### PROBLEM DESCRIPTION
Look below for the line holding "Thank you for" and the line holding "So JSON below". Repeat those two and everything between, exactly.

-----

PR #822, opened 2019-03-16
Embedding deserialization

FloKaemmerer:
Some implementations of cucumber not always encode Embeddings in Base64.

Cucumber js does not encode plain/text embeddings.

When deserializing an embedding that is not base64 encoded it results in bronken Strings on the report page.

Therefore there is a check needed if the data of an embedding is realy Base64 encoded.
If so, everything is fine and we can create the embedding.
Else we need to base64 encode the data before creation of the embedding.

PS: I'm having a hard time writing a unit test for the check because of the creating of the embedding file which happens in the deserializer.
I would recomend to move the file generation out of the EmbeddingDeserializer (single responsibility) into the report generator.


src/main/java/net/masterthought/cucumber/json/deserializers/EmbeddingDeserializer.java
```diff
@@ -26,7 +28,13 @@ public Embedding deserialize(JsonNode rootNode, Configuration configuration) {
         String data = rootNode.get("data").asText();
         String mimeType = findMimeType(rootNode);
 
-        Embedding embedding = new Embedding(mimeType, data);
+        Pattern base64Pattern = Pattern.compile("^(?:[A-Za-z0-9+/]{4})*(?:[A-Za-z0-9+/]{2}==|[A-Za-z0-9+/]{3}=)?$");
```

-----

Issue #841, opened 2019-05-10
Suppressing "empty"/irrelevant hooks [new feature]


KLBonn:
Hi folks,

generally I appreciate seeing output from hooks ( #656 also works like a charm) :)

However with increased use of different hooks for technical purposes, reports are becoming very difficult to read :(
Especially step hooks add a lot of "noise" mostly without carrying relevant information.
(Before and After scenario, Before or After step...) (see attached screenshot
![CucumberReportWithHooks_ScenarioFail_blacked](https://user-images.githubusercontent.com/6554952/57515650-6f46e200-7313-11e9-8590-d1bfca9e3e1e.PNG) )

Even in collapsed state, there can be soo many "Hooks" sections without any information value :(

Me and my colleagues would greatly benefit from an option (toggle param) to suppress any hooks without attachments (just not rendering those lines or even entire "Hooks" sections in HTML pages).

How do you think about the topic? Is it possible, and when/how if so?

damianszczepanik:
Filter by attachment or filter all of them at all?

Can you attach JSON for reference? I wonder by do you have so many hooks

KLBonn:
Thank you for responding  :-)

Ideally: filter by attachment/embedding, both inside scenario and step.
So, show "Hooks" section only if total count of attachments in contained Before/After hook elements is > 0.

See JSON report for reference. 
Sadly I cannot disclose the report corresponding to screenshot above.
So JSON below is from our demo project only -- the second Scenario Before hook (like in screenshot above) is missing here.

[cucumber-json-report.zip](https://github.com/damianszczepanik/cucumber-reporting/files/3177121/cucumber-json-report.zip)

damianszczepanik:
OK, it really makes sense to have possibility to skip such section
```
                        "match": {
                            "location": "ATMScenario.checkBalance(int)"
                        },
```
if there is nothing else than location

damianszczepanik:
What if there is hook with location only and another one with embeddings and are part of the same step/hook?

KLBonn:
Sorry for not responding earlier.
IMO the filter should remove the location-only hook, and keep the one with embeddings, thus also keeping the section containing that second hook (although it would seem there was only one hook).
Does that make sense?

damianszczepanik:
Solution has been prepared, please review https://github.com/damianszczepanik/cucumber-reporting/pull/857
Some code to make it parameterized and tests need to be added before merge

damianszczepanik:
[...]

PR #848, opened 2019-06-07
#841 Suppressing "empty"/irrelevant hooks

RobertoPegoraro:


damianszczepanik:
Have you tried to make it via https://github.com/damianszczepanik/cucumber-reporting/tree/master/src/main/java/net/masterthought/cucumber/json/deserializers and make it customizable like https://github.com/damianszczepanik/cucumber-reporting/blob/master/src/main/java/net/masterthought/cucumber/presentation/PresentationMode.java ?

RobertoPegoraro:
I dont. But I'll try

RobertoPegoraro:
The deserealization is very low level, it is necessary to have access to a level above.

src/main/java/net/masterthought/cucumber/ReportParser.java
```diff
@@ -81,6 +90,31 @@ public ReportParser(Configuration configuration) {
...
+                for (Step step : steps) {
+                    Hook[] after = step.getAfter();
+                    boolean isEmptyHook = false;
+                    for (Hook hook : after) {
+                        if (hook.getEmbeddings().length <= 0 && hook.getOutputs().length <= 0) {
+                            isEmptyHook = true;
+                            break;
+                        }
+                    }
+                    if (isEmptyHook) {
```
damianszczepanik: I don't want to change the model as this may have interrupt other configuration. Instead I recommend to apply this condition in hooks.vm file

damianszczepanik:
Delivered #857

-----

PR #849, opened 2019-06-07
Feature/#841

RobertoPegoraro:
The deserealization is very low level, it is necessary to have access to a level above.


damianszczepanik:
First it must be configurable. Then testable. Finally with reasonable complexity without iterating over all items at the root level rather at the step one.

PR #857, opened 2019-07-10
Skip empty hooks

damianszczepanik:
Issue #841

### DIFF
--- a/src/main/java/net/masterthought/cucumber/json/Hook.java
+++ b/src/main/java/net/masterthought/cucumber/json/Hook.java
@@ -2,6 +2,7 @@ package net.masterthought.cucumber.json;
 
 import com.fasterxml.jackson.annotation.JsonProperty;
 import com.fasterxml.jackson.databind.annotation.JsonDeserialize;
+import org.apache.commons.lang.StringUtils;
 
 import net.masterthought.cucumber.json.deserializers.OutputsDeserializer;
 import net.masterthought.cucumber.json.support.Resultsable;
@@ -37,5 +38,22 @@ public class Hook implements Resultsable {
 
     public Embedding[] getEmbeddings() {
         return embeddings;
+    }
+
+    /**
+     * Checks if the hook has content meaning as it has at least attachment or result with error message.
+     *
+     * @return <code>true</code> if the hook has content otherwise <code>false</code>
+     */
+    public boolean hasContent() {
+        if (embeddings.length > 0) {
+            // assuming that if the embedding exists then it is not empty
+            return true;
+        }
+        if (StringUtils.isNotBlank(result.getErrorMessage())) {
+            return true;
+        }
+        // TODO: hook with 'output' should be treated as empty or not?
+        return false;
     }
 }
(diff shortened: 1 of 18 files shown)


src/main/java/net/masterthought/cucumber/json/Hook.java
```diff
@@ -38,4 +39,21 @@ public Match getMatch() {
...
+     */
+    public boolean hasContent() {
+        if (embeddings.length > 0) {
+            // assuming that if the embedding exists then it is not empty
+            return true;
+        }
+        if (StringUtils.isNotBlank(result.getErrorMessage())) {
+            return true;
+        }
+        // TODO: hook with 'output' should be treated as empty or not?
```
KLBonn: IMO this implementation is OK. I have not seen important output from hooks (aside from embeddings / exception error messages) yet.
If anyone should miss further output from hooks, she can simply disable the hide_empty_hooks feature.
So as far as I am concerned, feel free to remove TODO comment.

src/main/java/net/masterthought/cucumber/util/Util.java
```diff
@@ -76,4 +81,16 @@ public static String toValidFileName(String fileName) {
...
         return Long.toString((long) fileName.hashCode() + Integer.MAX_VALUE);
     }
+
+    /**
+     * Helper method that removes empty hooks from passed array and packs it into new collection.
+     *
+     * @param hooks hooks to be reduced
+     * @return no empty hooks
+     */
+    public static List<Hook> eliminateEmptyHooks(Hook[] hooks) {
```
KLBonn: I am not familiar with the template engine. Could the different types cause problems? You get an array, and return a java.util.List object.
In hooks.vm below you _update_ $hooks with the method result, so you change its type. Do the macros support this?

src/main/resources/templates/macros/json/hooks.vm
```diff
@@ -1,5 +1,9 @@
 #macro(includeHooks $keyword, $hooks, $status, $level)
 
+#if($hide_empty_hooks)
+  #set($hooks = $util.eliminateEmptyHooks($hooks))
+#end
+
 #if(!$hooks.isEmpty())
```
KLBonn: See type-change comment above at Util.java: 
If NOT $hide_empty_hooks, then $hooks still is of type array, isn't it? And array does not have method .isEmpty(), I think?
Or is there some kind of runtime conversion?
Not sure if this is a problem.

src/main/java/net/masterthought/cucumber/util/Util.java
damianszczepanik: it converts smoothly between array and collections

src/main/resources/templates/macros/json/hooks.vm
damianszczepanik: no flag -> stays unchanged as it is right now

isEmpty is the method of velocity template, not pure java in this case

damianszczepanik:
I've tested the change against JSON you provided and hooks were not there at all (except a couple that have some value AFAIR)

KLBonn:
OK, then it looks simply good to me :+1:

-----

### RESPONSE AREA
Thank you for responding  :-)

Ideally: filter by attachment/embedding, both inside scenario and step.
So, show "Hooks" section only if total count of attachments in contained Before/After hook elements is > 0.

See JSON report for reference. 
Sadly I cannot disclose the report corresponding to screenshot above.
So JSON below is from our demo project only -- the second Scenario Before hook (like in screenshot above) is missing here.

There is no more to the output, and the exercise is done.